Section 230: a law that has become obsolete

Section 230 was put in place in 1996, when the Internet was still in its infancy. Parliamentarians therefore had to secure the sector in order to allow its development, in particular by protecting its actors from cascading lawsuits. But in thirty years, the Internet has changed a lot and the law has become somewhat “prehistoric”. Where it used to protect small platforms that addressed small communities, it now covers digital giants that reach billions of users. Therefore, from many voices have been demanding for years that it be modified or withdrawn, and that giants like Google, Meta – the parent company of Facebook and Instagram – or Twitter are held responsible when they facilitate the spread of this type of content, which can have serious repercussions in the real world. These are not today no longer simple hosts, but editors who highlight certain content and make recommendations thanks to algorithms.

“We are in a delicate situation, because this text was written in another era, when the Internet was completely different”, summarizes the judge Elena Kagan. For his part, Judge John Roberts fears that case law may “crash the digital economy, with all sorts of consequences for workers and pension funds”, as Google predicts in its pitch. The lawyer of the digital giant, Lisa Blatt, evokes the possibility of a world with the “Truman show, where web services would preemptively remove anything that might be legally questionable or refuse to moderate anything on their site. Allows to “sue platforms for recommendations […] expose them to complaints for third-party content absolutely all the time”adds the Meta group, quoted by AFP.

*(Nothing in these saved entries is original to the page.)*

PR #836, opened 2024-08-13
[DateTime] Return `ext.ExtendedTime` as opposed to `string`

Tang8330:
Right now, we're returning `updated_at` back as a string. This then leads us to do additional parsing downstream

### DIFF
--- a/lib/cdc/mongo/debezium.go
+++ b/lib/cdc/mongo/debezium.go
@@ -184,7 +184,7 @@ func (s *SchemaEventPayload) GetData(pkMap map[string]any, tc *kafkalib.TopicCon
 	}
 
 	if tc.IncludeArtieUpdatedAt {
-		retMap[constants.UpdateColumnMarker] = ext.NewUTCTime(ext.ISO8601)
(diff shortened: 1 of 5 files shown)


danafallon:
> This then leads us to do additional parsing downstream

Where does that parsing happen? Is there any code we can remove there?

danafallon (approved):

Tang8330:
> Where does that parsing happen? Is there any code we can remove there?

When we write the staging tables out, we'll call [ParseFromInterface](https://github.com/artie-labs/transfer/blob/22d1e1281e4b99e8005352b68a8280c42023233d/lib/typing/ext/parse.go#L9).

We can't remove the code because we need it to parse `time.Time` from potential string values we receive from the source.

Tang8330:
An example of this would be DynamoDB where it doesn't have a data type for `time.Time`, but our customers can create the column in Snowflake as `TIMESTAMP` and Transfer will automatically pick that up and try to parse all the string values into a `TIMESTAMP`.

Gonzalez vs Google: a case that will upset digital legislation

By agreeing to take up the case, the Supreme Court leaves the door open to an evolution of case law. This court case would be an opportunity for judges to limit the scope of section 230 and expose platforms to lawsuits if they misuse their algorithms. Especially since a second, quite similar file must also be studied by the Court on Wednesday, February 22. Indeed, after a attack perpetrated in an Istanbul nightclub on 1er January 2017, a US Court of Appeals ruled that Twitter could be considered “partner in crime” due to lack of effort “vigorous” in terms of content moderation. The blue bird has seized the legal instance.

If the Supreme Court were to decide this summer against the platforms – the decision is expected before the end of June – the entire structure of the Internet could be affected. Because, to avoid a flood of legal proceedings, platforms should change the way they present and highlight their content. In any case, the Gonzalez case will certainly not be the last concerning Section 230, even if this case is once again dismissed.